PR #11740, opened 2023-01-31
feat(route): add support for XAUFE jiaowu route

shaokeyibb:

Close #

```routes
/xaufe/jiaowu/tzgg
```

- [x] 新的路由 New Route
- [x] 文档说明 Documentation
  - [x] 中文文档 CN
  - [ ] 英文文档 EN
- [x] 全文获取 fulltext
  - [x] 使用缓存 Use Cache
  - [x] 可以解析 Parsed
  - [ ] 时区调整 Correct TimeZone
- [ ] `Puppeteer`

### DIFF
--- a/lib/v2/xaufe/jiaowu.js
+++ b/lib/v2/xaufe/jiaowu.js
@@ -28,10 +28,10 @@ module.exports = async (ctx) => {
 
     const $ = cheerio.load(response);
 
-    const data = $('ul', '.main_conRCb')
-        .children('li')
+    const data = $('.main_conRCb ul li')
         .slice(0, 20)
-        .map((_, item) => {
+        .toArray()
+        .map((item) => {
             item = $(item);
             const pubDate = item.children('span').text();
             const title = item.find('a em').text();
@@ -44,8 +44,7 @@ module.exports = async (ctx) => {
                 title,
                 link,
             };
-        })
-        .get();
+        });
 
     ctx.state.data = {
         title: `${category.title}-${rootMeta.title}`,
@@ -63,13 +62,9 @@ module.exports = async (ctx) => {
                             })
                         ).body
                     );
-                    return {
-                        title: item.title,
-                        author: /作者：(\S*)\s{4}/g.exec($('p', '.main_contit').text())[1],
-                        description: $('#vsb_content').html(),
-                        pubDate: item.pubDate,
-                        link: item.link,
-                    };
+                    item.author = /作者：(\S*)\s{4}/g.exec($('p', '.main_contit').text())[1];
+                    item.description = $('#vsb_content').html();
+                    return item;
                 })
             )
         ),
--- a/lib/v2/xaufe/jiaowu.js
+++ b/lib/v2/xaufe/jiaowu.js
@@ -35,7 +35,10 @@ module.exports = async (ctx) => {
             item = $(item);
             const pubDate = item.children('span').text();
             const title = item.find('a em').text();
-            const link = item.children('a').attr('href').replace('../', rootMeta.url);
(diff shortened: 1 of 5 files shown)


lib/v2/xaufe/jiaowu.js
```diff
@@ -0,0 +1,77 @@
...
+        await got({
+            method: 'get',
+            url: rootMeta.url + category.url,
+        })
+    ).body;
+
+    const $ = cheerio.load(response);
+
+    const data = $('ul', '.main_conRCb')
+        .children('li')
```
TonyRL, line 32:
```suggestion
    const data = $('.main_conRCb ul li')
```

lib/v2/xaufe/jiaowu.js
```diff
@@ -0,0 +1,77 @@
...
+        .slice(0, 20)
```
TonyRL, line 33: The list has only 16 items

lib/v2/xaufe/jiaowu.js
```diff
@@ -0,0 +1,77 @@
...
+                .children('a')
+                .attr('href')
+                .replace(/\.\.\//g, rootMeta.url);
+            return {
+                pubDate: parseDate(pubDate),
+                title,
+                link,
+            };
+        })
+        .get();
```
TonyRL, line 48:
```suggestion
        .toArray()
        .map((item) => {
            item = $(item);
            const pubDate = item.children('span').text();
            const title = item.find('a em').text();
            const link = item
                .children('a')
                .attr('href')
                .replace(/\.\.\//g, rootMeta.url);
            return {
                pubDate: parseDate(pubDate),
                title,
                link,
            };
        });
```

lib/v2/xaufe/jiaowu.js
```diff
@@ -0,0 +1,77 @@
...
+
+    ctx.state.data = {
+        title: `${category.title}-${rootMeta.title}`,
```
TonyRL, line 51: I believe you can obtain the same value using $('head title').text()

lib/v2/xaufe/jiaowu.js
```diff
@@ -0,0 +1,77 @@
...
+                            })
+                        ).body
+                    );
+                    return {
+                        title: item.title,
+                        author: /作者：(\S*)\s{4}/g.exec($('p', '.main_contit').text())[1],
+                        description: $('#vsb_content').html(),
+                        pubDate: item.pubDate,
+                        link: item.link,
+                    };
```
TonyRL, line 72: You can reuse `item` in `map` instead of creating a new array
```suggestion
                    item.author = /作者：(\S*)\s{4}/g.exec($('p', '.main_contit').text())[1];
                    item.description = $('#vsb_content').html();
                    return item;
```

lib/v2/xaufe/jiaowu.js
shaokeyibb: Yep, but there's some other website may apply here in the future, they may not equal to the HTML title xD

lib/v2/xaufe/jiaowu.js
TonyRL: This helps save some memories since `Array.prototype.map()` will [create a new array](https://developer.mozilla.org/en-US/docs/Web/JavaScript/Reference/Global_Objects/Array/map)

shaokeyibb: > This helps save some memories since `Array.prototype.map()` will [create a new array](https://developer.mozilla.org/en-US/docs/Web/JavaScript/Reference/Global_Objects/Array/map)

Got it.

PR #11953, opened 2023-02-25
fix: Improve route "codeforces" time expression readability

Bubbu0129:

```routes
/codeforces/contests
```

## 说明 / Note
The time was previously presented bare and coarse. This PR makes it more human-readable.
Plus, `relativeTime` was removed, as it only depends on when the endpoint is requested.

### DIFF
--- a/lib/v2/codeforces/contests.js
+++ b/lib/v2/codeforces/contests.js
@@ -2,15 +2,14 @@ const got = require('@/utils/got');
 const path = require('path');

========================

EXERCISE DIRECTIONS: Match on "codeforces" and copy out every line of the entries that contains it.

FINISHED EXERCISE:
fix: Improve route "codeforces" time expression readability
/codeforces/contests
--- a/lib/v2/codeforces/contests.js
+++ b/lib/v2/codeforces/contests.js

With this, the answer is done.